[PATCH v2 0/3] Support opening a symlink with O_PATH | O_NOFOLLOW
Eric Blake
eblake@redhat.com
Mon Jan 13 17:24:00 GMT 2020
On 1/13/20 10:53 AM, Ken Brown wrote:
> On 1/13/2020 10:28 AM, Corinna Vinschen wrote:
>> Hi Ken,
>>
>> On Dec 29 17:56, Ken Brown wrote:
>>> Currently, opening a symlink with O_NOFOLLOW fails with ELOOP.
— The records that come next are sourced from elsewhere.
PR #342, opened 2017-03-13
Move @types/mongodb to devDependencies

Spoki4:
I transpile typescript code to es6 and install only dependencies without devDependencies. But I whatever install types.

### DIFF
--- a/package.json
+++ b/package.json
@@ -36,7 +36,8 @@
     "websql-orm"
   ],
   "devDependencies": {
-    "@types/chai": "^3.4.35",
+    "@types/chai": "^3.4.35",    
+    "@types/mongodb": "^2.1.41",
     "@types/chai-as-promised": "0.0.29",
     "@types/mocha": "^2.2.39",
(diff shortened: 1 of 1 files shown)


pleerock:
We can't move this to dev dependency because users projects will throw compiler errors because of missing mongodb dependencies in mongodb driver.

Spoki4:
What I can do if I don't wont have a types in dependencies on my production server? But they are installing.

pleerock:
I understand the issue, however there is no good solution for this yet. One solution is to refactor typeorm completely and make it modular however that requires lot of time to think of its new design and implement it. This is planned for the future. For now you have to ignore the fact that you have extra package with typings on your environment. In fact they aren't add so much.

Spoki4:
I'm a perfectionist, but I'm ready to sacrifice this. Thx you for answer.

pleerock:
yeah me too, however we both know that nothing is perfect and there always not perfect choices and tradeoffs we forced to choose. Thanks for PR.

>>> Following Linux, the first patch in this series allows the call to
>>> succeed if O_PATH is also specified.
>>>
>>
>> O_PATH (since Linux 2.6.39)
>> Obtain a file descriptor that can be used for two purposes: to
>> indicate a location in the filesystem tree and to perform opera‐
>> tions that act purely at the file descriptor level. The file
>> itself is not opened, and other file operations (e.g., read(2),
>> write(2), fchmod(2), fchown(2), fgetxattr(2), ioctl(2), mmap(2))
>> ^^^^^^^^^
>> fail with the error EBADF.
>> ^^^^^^^^^ ^^^^^
>>
On BSD systems, you are able to run lchmod to change permissions on a
symlink (with effect on who is able to follow that symlink during
pathname resolution); Linux does not support that, and POSIX does not
mandate support for that, so fchmodat() is allowed to fail on symlinks
even while fchownat() is required to work on symlinks.
>> That'd from the current F31 man pages.
>>
>>> Am I missing something?
>>
>> Good question. Let me ask in return, did *I* now miss something?
>
> I don't think so. I think we agree, although maybe I didn't express myself
> clearly enough for that to be obvious. What confused me was the following
> paragraph further down in the open(2) man page (still discussing O_PATH):
>
> If pathname is a symbolic link and the O_NOFOLLOW flag is also
> specified, then the call returns a file descriptor referring
> to the symbolic link. This file descriptor can be used as the
> dirfd argument in calls to fchownat(2), fstatat(2), linkat(2),
> ^^^^^^^^^^^
> and readlinkat(2) with an empty pathname to have the calls
> operate on the symbolic link.
>
> I don't know why they include fchownat here, since the resulting call would fail
> with EBADF. So I didn't implement that in my patch series.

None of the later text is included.